Collected data

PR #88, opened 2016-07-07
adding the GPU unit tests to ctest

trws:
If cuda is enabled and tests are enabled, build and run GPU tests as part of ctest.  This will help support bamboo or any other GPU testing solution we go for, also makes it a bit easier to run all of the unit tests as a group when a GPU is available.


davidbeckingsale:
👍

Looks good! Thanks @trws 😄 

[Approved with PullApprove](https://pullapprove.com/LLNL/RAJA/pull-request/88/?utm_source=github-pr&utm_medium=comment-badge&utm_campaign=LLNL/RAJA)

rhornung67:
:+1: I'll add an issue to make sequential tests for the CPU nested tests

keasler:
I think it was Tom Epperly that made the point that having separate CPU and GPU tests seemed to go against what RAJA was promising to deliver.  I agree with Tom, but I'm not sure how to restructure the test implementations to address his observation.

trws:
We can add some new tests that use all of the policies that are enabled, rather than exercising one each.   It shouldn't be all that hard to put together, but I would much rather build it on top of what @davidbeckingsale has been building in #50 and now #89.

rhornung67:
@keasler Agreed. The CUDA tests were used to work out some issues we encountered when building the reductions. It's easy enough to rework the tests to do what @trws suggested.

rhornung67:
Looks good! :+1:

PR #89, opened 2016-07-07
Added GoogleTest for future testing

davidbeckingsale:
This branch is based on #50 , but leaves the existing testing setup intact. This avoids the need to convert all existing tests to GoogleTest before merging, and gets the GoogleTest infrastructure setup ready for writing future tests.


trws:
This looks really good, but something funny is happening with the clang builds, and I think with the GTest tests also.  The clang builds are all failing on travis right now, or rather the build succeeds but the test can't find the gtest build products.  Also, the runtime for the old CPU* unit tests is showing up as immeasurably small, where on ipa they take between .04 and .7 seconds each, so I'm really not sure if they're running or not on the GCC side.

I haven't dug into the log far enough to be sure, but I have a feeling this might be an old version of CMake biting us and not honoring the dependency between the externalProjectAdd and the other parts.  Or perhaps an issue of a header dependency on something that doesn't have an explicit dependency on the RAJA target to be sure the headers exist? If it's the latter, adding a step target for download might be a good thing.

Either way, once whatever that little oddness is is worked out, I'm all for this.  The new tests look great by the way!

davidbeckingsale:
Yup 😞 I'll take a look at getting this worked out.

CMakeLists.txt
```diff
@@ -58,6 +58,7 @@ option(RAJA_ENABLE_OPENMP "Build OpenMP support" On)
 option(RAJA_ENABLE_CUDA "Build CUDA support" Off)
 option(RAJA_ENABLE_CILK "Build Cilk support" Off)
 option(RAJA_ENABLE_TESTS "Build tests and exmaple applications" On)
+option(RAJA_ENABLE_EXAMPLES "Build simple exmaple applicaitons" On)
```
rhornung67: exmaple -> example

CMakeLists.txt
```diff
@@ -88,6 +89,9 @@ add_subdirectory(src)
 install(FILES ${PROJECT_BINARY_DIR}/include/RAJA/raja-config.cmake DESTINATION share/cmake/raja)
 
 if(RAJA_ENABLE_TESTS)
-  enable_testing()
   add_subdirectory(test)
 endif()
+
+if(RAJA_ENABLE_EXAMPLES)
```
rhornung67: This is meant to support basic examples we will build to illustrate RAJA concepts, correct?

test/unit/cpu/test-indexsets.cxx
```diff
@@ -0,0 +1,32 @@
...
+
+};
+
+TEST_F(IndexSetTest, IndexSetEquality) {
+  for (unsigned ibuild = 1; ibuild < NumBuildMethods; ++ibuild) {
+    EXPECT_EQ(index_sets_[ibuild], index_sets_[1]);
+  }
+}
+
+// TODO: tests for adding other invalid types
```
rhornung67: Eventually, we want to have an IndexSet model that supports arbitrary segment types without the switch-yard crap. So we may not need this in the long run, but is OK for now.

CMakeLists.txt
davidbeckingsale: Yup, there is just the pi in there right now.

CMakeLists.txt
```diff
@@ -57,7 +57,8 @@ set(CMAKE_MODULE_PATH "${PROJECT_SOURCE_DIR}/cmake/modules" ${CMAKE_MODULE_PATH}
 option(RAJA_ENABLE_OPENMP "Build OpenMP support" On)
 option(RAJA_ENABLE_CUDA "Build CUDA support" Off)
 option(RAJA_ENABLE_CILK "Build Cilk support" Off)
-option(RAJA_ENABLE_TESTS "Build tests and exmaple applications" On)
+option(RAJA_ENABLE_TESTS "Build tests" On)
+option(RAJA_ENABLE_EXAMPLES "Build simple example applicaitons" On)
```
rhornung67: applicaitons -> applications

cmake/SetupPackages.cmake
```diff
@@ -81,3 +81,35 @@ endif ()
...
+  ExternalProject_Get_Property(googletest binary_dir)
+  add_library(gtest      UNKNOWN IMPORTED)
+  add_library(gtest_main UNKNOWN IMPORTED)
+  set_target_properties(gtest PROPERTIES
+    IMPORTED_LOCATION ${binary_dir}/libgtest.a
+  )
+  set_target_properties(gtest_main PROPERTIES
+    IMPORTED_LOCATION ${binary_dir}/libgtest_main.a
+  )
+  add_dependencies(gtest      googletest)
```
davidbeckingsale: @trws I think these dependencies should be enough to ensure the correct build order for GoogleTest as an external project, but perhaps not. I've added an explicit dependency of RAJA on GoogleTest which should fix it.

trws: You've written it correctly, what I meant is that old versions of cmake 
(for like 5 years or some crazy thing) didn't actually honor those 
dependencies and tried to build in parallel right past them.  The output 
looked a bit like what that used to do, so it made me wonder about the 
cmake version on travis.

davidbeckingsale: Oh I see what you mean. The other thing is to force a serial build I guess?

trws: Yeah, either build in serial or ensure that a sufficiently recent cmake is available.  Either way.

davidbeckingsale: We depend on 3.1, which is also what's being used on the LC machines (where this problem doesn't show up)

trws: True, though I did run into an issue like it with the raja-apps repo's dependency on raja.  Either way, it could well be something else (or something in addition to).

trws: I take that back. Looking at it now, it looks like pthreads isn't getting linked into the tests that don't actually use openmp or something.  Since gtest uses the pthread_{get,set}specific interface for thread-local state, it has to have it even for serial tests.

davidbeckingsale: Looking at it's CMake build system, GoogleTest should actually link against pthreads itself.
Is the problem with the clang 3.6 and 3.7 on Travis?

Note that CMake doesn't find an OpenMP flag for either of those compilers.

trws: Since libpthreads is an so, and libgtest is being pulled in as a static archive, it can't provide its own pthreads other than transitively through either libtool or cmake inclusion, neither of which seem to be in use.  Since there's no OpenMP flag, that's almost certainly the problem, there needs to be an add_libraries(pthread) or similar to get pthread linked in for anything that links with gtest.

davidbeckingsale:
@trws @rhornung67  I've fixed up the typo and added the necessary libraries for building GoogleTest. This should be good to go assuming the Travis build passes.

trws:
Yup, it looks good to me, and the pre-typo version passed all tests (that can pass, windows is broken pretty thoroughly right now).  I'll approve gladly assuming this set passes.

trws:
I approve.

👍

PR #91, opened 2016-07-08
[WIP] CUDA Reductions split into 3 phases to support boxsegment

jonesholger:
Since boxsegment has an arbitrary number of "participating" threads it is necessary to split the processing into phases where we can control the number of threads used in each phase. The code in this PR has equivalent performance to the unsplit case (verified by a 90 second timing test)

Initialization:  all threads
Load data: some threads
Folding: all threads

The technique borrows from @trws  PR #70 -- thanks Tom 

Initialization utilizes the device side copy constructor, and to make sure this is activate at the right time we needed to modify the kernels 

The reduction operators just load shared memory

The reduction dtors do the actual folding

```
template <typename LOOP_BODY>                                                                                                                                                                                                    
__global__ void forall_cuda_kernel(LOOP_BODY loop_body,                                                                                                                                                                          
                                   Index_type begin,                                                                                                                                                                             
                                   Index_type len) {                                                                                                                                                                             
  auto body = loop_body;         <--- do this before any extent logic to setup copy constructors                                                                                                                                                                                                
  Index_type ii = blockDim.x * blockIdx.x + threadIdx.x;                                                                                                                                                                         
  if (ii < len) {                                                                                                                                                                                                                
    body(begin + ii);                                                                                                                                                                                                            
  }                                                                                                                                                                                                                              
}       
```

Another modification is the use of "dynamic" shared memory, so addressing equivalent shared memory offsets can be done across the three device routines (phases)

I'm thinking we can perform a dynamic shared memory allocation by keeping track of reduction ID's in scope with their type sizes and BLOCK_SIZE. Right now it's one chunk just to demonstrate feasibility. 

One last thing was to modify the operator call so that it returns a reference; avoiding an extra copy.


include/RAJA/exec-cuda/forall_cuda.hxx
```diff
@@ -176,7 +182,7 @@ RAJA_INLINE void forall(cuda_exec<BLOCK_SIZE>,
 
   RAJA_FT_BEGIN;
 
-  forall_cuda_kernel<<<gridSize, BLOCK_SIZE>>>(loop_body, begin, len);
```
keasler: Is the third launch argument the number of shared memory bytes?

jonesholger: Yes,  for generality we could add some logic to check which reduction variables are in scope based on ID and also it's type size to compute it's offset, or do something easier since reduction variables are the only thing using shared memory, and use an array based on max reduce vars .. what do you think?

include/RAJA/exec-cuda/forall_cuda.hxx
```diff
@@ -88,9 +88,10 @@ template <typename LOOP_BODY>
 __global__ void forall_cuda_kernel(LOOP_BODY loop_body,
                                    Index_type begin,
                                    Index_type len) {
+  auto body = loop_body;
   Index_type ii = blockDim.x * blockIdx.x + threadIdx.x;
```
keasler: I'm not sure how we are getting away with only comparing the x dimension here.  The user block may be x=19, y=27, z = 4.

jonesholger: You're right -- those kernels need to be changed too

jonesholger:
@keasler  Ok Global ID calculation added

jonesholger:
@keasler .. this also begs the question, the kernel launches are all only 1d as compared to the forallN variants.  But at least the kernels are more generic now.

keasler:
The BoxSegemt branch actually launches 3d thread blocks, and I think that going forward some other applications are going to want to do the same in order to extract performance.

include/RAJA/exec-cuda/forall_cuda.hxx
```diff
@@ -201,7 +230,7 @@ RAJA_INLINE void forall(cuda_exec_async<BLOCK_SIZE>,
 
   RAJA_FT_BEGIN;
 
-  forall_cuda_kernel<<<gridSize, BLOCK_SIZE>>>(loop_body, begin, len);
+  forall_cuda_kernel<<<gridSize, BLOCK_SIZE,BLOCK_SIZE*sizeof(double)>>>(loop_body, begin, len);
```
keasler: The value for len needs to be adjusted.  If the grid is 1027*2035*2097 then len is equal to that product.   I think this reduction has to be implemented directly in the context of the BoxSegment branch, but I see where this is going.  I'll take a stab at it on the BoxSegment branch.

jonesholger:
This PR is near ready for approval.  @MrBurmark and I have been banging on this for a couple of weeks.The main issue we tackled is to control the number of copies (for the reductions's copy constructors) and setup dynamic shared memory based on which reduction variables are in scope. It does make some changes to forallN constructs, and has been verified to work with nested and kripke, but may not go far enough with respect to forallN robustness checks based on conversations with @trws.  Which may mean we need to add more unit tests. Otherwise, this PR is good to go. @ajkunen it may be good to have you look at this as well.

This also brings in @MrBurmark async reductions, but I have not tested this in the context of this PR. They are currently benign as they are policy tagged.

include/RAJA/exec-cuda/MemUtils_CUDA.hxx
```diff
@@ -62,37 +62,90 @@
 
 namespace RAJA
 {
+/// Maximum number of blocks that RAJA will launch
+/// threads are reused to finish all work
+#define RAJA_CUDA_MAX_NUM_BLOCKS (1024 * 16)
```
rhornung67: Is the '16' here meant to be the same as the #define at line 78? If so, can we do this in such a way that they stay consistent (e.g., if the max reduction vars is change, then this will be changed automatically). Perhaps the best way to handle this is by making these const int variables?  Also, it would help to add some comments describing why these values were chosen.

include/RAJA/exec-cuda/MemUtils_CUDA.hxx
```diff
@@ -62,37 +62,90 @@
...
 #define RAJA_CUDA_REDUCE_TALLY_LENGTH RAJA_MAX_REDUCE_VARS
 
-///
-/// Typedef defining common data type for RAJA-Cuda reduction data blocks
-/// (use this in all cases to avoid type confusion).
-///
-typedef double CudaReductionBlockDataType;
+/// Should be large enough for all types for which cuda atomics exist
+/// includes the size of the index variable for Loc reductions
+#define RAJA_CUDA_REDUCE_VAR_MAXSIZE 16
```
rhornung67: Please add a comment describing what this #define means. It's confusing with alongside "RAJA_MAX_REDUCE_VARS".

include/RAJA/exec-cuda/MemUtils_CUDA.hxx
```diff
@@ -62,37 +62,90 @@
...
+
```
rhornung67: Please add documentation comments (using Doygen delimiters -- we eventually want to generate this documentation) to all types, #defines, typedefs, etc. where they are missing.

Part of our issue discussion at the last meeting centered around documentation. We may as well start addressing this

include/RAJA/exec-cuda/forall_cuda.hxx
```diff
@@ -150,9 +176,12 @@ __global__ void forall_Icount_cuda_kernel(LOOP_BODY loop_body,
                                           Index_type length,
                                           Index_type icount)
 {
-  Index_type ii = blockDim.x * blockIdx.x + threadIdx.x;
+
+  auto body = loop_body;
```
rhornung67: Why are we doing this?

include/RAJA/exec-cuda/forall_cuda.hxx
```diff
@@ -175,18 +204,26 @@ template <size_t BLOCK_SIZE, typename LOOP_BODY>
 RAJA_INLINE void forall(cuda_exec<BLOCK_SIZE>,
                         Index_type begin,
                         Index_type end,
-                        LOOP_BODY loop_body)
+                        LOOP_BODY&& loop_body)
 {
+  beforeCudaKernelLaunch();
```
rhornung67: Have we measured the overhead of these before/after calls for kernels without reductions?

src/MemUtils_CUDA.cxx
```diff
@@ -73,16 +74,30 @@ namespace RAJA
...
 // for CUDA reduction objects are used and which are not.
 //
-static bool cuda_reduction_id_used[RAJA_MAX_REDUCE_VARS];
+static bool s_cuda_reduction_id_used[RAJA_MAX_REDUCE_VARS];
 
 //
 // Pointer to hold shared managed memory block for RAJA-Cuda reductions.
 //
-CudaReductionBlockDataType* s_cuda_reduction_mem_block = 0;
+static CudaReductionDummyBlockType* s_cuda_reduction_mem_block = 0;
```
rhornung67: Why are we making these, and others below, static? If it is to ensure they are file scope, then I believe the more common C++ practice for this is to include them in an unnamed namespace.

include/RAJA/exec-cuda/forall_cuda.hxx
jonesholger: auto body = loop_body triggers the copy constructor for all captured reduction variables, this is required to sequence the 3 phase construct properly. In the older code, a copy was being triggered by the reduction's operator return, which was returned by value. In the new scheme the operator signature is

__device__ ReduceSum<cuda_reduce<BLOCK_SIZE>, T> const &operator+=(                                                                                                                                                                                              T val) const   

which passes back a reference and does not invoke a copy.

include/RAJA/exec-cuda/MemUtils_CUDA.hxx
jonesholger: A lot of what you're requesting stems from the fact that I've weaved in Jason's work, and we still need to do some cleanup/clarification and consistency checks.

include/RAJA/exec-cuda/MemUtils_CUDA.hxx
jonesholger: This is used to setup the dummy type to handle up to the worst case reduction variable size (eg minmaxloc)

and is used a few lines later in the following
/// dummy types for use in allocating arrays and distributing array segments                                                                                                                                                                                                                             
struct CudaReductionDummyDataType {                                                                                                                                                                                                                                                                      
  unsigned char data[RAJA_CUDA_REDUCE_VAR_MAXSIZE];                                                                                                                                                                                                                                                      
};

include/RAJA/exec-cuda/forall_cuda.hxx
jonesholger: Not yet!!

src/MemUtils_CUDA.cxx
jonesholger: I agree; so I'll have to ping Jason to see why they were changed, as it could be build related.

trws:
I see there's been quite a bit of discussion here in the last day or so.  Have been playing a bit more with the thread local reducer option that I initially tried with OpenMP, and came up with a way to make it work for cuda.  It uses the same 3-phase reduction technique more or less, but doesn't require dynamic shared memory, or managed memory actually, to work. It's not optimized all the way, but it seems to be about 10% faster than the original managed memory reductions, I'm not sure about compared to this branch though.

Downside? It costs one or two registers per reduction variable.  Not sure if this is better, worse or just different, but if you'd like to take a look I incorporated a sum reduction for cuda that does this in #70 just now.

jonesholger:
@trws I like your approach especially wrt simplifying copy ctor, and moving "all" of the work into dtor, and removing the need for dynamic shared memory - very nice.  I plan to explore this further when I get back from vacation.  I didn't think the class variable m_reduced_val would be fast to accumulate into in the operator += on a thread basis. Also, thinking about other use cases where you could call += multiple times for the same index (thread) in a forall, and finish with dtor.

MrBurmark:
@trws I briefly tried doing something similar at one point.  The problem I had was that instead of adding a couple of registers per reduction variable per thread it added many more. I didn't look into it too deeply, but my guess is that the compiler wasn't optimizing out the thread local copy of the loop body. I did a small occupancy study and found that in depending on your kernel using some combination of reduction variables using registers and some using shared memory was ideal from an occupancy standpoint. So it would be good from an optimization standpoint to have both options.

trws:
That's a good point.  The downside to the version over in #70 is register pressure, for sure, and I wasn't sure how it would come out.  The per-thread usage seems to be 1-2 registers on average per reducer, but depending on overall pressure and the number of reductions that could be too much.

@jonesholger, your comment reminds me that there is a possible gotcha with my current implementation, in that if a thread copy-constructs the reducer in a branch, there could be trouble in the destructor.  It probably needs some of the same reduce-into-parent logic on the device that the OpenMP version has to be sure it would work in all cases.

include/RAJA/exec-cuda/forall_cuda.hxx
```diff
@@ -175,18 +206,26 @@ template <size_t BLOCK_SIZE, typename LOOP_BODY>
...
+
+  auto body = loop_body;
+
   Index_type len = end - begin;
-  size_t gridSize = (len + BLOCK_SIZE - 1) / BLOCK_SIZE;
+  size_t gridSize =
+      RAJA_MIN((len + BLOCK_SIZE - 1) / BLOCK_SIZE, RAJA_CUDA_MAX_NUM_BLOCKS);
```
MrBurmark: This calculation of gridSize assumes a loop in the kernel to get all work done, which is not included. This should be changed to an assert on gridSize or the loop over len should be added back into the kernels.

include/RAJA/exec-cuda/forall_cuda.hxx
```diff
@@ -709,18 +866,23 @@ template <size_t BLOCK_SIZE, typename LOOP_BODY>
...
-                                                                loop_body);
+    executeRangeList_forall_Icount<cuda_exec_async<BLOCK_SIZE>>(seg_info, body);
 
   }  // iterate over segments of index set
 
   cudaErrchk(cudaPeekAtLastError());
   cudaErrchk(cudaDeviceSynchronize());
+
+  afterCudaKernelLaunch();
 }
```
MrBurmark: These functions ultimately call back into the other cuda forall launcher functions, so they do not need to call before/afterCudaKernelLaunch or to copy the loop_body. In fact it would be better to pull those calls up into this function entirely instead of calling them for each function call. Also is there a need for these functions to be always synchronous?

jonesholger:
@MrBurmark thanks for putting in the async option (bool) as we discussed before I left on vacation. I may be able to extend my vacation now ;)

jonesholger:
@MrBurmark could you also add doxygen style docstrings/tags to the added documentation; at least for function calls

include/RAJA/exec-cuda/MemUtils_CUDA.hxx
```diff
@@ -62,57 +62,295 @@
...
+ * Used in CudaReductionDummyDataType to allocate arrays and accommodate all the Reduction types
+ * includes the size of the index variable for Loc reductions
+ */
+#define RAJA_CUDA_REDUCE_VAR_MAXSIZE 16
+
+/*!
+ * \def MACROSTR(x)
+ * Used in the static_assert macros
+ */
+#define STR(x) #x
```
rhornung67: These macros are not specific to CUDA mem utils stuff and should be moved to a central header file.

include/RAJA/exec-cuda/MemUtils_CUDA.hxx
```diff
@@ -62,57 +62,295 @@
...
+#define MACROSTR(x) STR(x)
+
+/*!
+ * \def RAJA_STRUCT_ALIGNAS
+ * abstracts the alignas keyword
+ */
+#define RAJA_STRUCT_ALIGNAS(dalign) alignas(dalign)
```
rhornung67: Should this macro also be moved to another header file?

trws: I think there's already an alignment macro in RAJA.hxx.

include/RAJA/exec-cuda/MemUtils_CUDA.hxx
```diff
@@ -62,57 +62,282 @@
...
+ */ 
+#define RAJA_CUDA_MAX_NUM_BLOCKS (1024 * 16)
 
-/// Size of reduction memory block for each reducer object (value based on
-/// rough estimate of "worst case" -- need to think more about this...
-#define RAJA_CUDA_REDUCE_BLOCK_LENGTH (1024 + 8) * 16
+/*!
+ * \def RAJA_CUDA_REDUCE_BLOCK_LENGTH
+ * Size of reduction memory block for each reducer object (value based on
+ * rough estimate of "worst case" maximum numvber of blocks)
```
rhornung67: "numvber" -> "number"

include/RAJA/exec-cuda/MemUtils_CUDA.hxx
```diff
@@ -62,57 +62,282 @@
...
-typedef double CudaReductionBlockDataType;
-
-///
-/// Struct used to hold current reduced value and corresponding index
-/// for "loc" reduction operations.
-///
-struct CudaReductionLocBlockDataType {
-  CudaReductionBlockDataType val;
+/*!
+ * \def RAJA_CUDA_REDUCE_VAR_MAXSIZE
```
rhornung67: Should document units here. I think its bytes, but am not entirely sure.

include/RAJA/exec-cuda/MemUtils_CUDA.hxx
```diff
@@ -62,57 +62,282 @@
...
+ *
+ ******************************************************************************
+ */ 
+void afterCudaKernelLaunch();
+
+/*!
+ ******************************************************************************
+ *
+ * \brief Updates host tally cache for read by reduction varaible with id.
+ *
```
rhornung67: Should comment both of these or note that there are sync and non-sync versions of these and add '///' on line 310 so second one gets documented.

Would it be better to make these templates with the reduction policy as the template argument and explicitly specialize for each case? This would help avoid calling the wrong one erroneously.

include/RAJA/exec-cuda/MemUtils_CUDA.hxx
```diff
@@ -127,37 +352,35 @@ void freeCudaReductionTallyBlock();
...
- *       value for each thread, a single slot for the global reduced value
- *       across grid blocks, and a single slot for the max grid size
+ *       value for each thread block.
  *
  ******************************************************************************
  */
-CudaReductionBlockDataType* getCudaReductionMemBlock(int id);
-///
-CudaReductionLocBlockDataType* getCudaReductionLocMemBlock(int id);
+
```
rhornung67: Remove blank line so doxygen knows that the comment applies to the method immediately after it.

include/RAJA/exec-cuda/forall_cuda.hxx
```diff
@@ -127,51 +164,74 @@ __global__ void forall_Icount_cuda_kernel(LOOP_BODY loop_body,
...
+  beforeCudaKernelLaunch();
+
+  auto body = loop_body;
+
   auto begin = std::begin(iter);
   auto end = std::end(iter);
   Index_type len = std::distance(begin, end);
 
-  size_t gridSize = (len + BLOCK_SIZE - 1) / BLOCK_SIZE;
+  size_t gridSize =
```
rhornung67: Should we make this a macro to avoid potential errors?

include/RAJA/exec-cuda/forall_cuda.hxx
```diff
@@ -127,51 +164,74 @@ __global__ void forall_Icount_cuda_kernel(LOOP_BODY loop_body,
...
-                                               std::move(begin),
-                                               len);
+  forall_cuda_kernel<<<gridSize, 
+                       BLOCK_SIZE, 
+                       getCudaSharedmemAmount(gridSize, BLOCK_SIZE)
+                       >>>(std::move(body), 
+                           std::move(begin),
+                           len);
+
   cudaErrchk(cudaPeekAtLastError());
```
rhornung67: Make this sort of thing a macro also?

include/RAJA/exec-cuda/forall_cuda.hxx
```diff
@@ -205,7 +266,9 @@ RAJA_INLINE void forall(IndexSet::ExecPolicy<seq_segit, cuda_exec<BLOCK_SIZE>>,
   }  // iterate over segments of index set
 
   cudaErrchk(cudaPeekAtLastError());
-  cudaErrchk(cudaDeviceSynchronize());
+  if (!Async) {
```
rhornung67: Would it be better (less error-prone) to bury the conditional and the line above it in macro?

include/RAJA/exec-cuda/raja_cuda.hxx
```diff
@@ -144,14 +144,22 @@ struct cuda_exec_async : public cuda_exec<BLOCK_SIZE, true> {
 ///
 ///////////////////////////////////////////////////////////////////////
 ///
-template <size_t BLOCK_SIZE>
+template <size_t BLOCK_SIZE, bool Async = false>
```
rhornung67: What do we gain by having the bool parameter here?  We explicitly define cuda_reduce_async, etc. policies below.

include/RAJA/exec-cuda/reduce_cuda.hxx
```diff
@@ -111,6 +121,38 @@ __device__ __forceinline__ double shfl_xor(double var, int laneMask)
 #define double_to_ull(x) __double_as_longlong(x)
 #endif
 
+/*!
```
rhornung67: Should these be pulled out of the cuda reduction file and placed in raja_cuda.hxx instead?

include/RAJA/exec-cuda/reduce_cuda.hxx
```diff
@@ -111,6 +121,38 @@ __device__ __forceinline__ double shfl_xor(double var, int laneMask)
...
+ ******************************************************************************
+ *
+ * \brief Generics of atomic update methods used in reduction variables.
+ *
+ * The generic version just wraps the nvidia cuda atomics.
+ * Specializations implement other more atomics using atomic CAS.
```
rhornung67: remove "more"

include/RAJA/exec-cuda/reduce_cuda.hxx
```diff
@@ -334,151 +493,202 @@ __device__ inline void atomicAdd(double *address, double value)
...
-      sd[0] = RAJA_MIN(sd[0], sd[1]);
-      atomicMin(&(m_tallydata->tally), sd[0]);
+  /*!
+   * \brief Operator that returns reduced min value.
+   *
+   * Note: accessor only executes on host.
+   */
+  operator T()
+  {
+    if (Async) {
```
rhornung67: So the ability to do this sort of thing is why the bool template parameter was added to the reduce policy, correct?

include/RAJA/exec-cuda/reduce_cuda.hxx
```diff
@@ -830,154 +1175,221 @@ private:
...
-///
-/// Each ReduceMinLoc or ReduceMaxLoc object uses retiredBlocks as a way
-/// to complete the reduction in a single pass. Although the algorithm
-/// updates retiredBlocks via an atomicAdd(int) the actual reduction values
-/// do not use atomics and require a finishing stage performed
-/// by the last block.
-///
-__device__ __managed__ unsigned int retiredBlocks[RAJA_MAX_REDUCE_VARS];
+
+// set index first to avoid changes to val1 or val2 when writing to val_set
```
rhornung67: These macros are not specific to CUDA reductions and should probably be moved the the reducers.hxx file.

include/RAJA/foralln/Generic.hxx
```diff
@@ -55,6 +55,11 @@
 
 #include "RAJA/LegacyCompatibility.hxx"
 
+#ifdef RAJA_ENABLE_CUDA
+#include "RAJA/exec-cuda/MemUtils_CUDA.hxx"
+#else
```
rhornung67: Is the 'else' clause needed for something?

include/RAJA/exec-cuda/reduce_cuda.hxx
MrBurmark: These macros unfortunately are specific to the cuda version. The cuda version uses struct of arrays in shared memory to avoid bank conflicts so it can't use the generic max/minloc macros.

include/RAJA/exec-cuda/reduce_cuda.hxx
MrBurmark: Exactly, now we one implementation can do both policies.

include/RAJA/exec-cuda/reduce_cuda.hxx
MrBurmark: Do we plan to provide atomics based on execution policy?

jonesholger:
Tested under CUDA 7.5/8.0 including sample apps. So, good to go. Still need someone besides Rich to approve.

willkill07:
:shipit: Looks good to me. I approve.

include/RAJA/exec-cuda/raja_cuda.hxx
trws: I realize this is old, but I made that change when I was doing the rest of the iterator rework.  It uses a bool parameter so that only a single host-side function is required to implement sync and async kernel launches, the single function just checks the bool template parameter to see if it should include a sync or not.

**Task prompt:** Filter the entries above down to the lines that contain the word "modify".

**Answer:**
Initialization utilizes the device side copy constructor, and to make sure this is activate at the right time we needed to modify the kernels 
One last thing was to modify the operator call so that it returns a reference; avoiding an extra copy.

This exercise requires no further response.